▸ WHAT THE TASK REQUIRES
Only a number is expected: how many lines in these records mention the word "njohner"?

_ _ _

PR #6604, opened 2020-08-27
Add @transfer-dossier Endpoint

elioschmutz:
This PR implements the `@transfer-dossier` endpoint.

This endpoint provides the functionality to transfer the responsible of a user to another user. With the option: `include_subdossiers`, all subdossiers of the specified user will also be transfered.

Jira: https://4teamwork.atlassian.net/browse/PHX-14

## Checklist (Must have)

- [x] Changelog entry

## Checklist (if applicable)

- API change:
  - If breaking:
    - [ ] api-change label added
- New functionality:
- DB-Schema migration
- New translations

### DIFF
--- a/docs/public/dev-manual/api/dossiers.rst
+++ b/docs/public/dev-manual/api/dossiers.rst
@@ -1,0 +1,65 @@
+.. _dossiers:
+
+Dossiers
+========
+
+Dossiers können über die REST-API gem. Kapitel :ref:`operations` bedient werden. Zusätzlich stehen folgende Funktionen für Dossiers zur Verfügung.
+
+
+Dossier übertragen
+------------------
+
+Der Dossier-Verantwortliche kann über den Endpoint ``@transfer-dossier`` an eine neue Person übertragen werden. Dabei wird überprüft, ob ``old_userid`` der aktuelle Dossier-Verantwortliche ist. Ist dies der Fall, wird der Benutzer mit der User-ID ``new_userid`` als neuer Verantwortlicher gesetzt.
+Benachrichtigungen, die normalerweise bei einer Änderung ausgelöst werden, werden unterdrückt. Dieser Endpoint wird mit einer Berechtigung geschützt: ``opengever.api.TransferAssignment``
+Die Berechtigung ist standardmässig den Rollen `Administrator` und `Manager` zugewiesen.
+
+Standardmässig werden auch Subossiers, welche explizit auf den früheren Benutzer gesetzt waren, auf den neuen Verantwortlichen übertragen.
+
+**Beispiel-Request**:
+
+   .. sourcecode:: http
+
+      POST /dossier-1/@transfer-dossier HTTP/1.1
+      Accept: application/json
+      Content-Type: application/json
+
+      {
+        "old_userid": "john.doe",
+        "new_userid": "robert.ziegler"
+      }
+
+
+**Beispiel-Response**:
+
+   .. sourcecode:: http
+
+      HTTP/1.1 204 No content
+
+Übertragen von Subdossiers unterbinden
+~~~~~~~~~~~~~~~~~~~~~~~~~~~~~~~~~~~~~~
+
+Über die Option ``recursive`` kann gesteuert werden, ob Subdossiers auch übertragen werden sollen, oder nicht.
+
+Standardmässig ist diese Option aktiviert.
+
+
+**Beispiel-Request**:
+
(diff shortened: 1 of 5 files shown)


opengever/api/tests/test_transfer_dossier.py
```diff
@@ -93,3 +94,97 @@ def test_transfer_dossier_with_identical_userids_raises_bad_request(self, browse
...
+                     headers=self.api_headers, data=json.dumps(
+                         {"old_userid": self.dossier_responsible.getId(),
+                          "new_userid": self.meeting_user.getId(),
+                          "include_subdossiers": False}))
+
+        self.assertEqual(self.meeting_user.getId(), IDossier(self.dossier).responsible)
+        self.assertEqual(self.dossier_responsible.getId(), IDossier(self.subdossier).responsible)
+
+    @browsing
+    def test_transfer_dossier_is_only_alloed_for_not_resolved_dossiers(self, browser):
```
lukasgraf, line 159: `alloed` -> `allowed`

opengever/api/tests/test_transfer_dossier.py
```diff
@@ -93,3 +94,97 @@ def test_transfer_dossier_with_identical_userids_raises_bad_request(self, browse
...
+        browser.open(self.dossier.absolute_url() + '/@transfer-dossier', method='POST',
+                     headers=self.api_headers, data=json.dumps(
+                         {"old_userid": self.dossier_responsible.getId(),
+                          "new_userid": self.meeting_user.getId()}))
+
+        self.assertEqual(self.meeting_user.getId(), IDossier(self.dossier).responsible)
+        self.assertEqual(self.meeting_user.getId(), IDossier(self.subdossier).responsible)
+
+    @browsing
+    def test_transfer_dossier_changes_responsible_only_if_its_set_to_the_current_user(self, browser):
```
lukasgraf, line 128: `current_user` -> `old_user`

opengever/api/transfer.py
```diff
@@ -95,14 +98,39 @@ def reply(self):
...
+        self.transfer_dossier(self.context, old_userid, new_userid, include_subdossiers)
+
         self.request.response.setStatus(204)
         return super(TransferDossierPost, self).reply()
+
+    def transfer_dossier(self, dossier, old_userid, new_userid, include_subdossiers=True):
+        if include_subdossiers:
+            catalog = api.portal.get_tool('portal_catalog')
+            dossiers_to_transfer = [brain.getObject() for brain in catalog(
+                path="{}".format('/'.join(self.context.getPhysicalPath())),
```
lukasgraf, line 126: The `"{}".format(...)` is unnecessary

opengever/api/transfer.py
```diff
@@ -95,14 +98,39 @@ def reply(self):
...
+                portal_type=self.context.portal_type,
```
lukasgraf, line 127: I would change this to querying `object_provides` for `IDossierMarker` - we *know* we want to find all dossiers, so it's unnecessary to get the portal type dynamically from the context. Also `IDossierMarker` would work for cases where dossiers of different types are nested (special dossiers in ZG).

opengever/api/transfer.py
```diff
@@ -95,14 +98,39 @@ def reply(self):
...
+                responsible=old_userid,
+                review_state=DOSSIER_STATES_OPEN)]
+        else:
+            dossiers_to_transfer = [self.context]
+
+        for dossier in dossiers_to_transfer:
+            IDossier(dossier).responsible = new_userid
+            dossier.reindexObject(idxs=['responsible'])
+            notify(ObjectModifiedEvent(dossier))
```
lukasgraf, line 136: Could you add a comment here describing why `ObjectModifiedEvent` needs to be fired? I assume it has to do with journalization, but it's not quite clear from the code.

lukasgraf (changes requested):
Some minor details, otherwise LGTM 👍

docs/public/dev-manual/api/dossiers.rst
```diff
@@ -0,0 +1,65 @@
+.. _dossiers:
+
+Dossiers
+========
+
+Dossier können über die REST-API gem. Kapitel Kapitel :ref:`operations` bedient werden. Zusätzlich stehen folgende Funktionen für Dossiers zur Verfügung.
```
lukasgraf, line 6: Dossier -> Dossiers, Kapitel Kapitel -> Kapitel

PR #6605, opened 2020-08-27
Provide create_forwarding action in API for documents in inboxes.

deiferni:
With this PR we provide an action `create_forwarding` for documents in inboxes. This helps the UI to create forwardings not only from listing but from the overview of a single document.

- The action will only appear in inboxes as only they manage the `opengever.inbox: Add Forwarding` permission.
- The action is only exposed via rest-API but not in the classic ui as that would require a custom JS-Integration and is out of scope for this issue.

## Checklist (Must have)

- [x] Changelog entry


lukasgraf (approved):
LGTM 👍

PR #6769, opened 2020-12-07
Backport filing number search fix (#6578)

lukasgraf:
This is a backport of #6578 to `2019.6-stable`.

I had to drop the new test from this fix when backporting, because the test requires the `SolrIntegrationTestCase`, which wasn't around yet in `2019.6`.

Tests against this branch are still failing though, because the boostrap invocation on Jenkins with `--setuptools-version` would require an updated `bootstrap.py` (and possibly newer versions of `setuptools` and `zc.buildout`), which we don't want to bump for this branch as part of a backport.

I tested the fix locally - I was able to reproduce the issue, the fix + upgrade step worked and fixed it 👍 

Runtime for the upgrade step (as tested locally) is around `8 reindexed dossiers / s`.

Jira: https://4teamwork.atlassian.net/browse/CA-1247

### DIFF
--- a/docs/HISTORY.txt
+++ b/docs/HISTORY.txt
@@ -4,7 +4,8 @@ Changelog
 2019.6.5 (unreleased)
 ---------------------
 
-- Nothing changed yet.
+- Use filing_no field in advanced search form. [njohner]
+- Reindex SearchableText when filing number is set. [njohner]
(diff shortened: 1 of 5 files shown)


njohner (approved):
LGTM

_ _ _

▸ ANSWER FOR THE TASK
3